Which is kind of understandable as Wayland tries to be more secure: and thus in Wayland not all keyboard events are propagated to all applications (that's what X11 does). I think it's a good idea to put security first in this iteration of FLOSS desktop technology.
Well kind of. It'll be several decades before we see any practical benefits - at the moment once you have local execution you can do anything you want - accessing other apps or even root is trivial.
Phoenix[0] has some good ideas about how X11 could be made more secure without breaking backwards compatibility.
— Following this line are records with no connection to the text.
PR #317, opened 2021-11-12
Add manual trigger to `push-all-release-branches` workflow

kylegach:
- Add manual trigger to `push-all-release-branches` workflow
- Update versioning docs


kylegach:
This updates GitHub action workflow and internal docs, neither of which are covered by the PR checks here... so I'm merging as-is.

PR #2160, opened 2022-07-25
Fixed the setEndOffsets null pointer issue 

JingQianCloud:
Fixed the setEndOffsets null pointer issue when there was some compaction log temp file.

To associate index segment files with log segment file, index segment file should start with name.startsWith(logSegmentName.toString()+BlobStore.SEPARATOR),
not only name.startsWith(logSegmentName.toString()) because 0_49_18_index is not a index segment of  0_4_log

### DIFF
--- a/ambry-store/src/main/java/com/github/ambry/store/PersistentIndex.java
+++ b/ambry-store/src/main/java/com/github/ambry/store/PersistentIndex.java
@@ -2303,7 +2303,7 @@ class PersistentIndex {
    * @param logSegmentName the name of the log segment whose index segment files are required.
    * @return the list of {@link IndexSegment} files that refer to the log segment with name {@code logSegmentName}.
    */
-  static File[] getIndexSegmentFilesForLogSegment(String dataDir, final LogSegmentName logSegmentName) { // ERROR
+  static File[] getIndexSegmentFilesForLogSegment(String dataDir, final LogSegmentName logSegmentName) {
     return new File(dataDir).listFiles(new FilenameFilter() {
       @Override
       public boolean accept(File dir, String name) {
--- a/ambry-store/src/main/java/com/github/ambry/store/PersistentIndex.java
+++ b/ambry-store/src/main/java/com/github/ambry/store/PersistentIndex.java
@@ -2311,7 +2311,7 @@ class PersistentIndex {
         // index name has the format of <offset>_index, for example 0_index, 265_index
         // In this case, input parameter logSegmentName == ""
         if (logSegmentName.toString().isEmpty())
-          return name.startsWith(logSegmentName.toString()) && name.endsWith(IndexSegment.INDEX_SEGMENT_FILE_NAME_SUFFIX);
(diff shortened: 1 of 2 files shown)


ambry-store/src/main/java/com/github/ambry/store/PersistentIndex.java
```diff
@@ -2303,11 +2303,17 @@ void setGetBlobReadInfoTestCallback(Runnable getBlobReadInfoTestCallback) {
...
+  static File[] getIndexSegmentFilesForLogSegment(String dataDir, final LogSegmentName logSegmentName) { // ERROR
     return new File(dataDir).listFiles(new FilenameFilter() {
       @Override
       public boolean accept(File dir, String name) {
-        return name.startsWith(logSegmentName.toString()) && name.endsWith(IndexSegment.INDEX_SEGMENT_FILE_NAME_SUFFIX);
+        // If not segmented, log name is log_current
+        // index name has the format of <offset>_index, for example 0_index, 265_index
+        // In this case, input parameter logSegmentName == ""
+        if (logSegmentName.toString().isEmpty())
+          return name.startsWith(logSegmentName.toString()) && name.endsWith(IndexSegment.INDEX_SEGMENT_FILE_NAME_SUFFIX);
```
justinlin-linkedin, line 2314: we don't have to check startsWith if we know the logSegmentName.toString() is empty, we can just check the endsWith part.

ambry-store/src/main/java/com/github/ambry/store/PersistentIndex.java
```diff
@@ -2303,11 +2303,17 @@ void setGetBlobReadInfoTestCallback(Runnable getBlobReadInfoTestCallback) {
    * @param logSegmentName the name of the log segment whose index segment files are required.
    * @return the list of {@link IndexSegment} files that refer to the log segment with name {@code logSegmentName}.
    */
-  static File[] getIndexSegmentFilesForLogSegment(String dataDir, final LogSegmentName logSegmentName) {
+  static File[] getIndexSegmentFilesForLogSegment(String dataDir, final LogSegmentName logSegmentName) { // ERROR
```
justinlin-linkedin, line 2306: also method `cleanupIndexSegmentFilesForLogSegment` has to be updated as well.

JingQianCloud: Good catch.

SophieGuo410, line 2306: nit: can you remove this comment "// ERROR"?

SophieGuo410 (approved):

ambry-store/src/main/java/com/github/ambry/store/PersistentIndex.java
JingQianCloud: Oh. I missed it. Thanks for catching it.

justinlin-linkedin (approved):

I don't understand what was so fundamentally broken about X11 as a protocol that it required a replacement protocol.

We can argue about limitations of X.org's implementation of the X server, but, as demonstrated by Phoenix, X.org doesn't have to be the only X server implementation.

[0]: https://git.dec05eba.com/phoenix

I have no idea, but my impression was that basically nobody wanted to put in work on X11 anymore.
He complained there is no way to do the easy thing in Wayland - there is a way: Gtk and QT
How do you make a global hotkey in all compositors with Gtk or Qt?
...which is overkill when you only need a Vulkan or GL canvas which spans the windows client area... and even with GTK or Qt your app still stands out like a sore thumb on the "other" desktop environment because the window chrome doesn't match the rest of the system.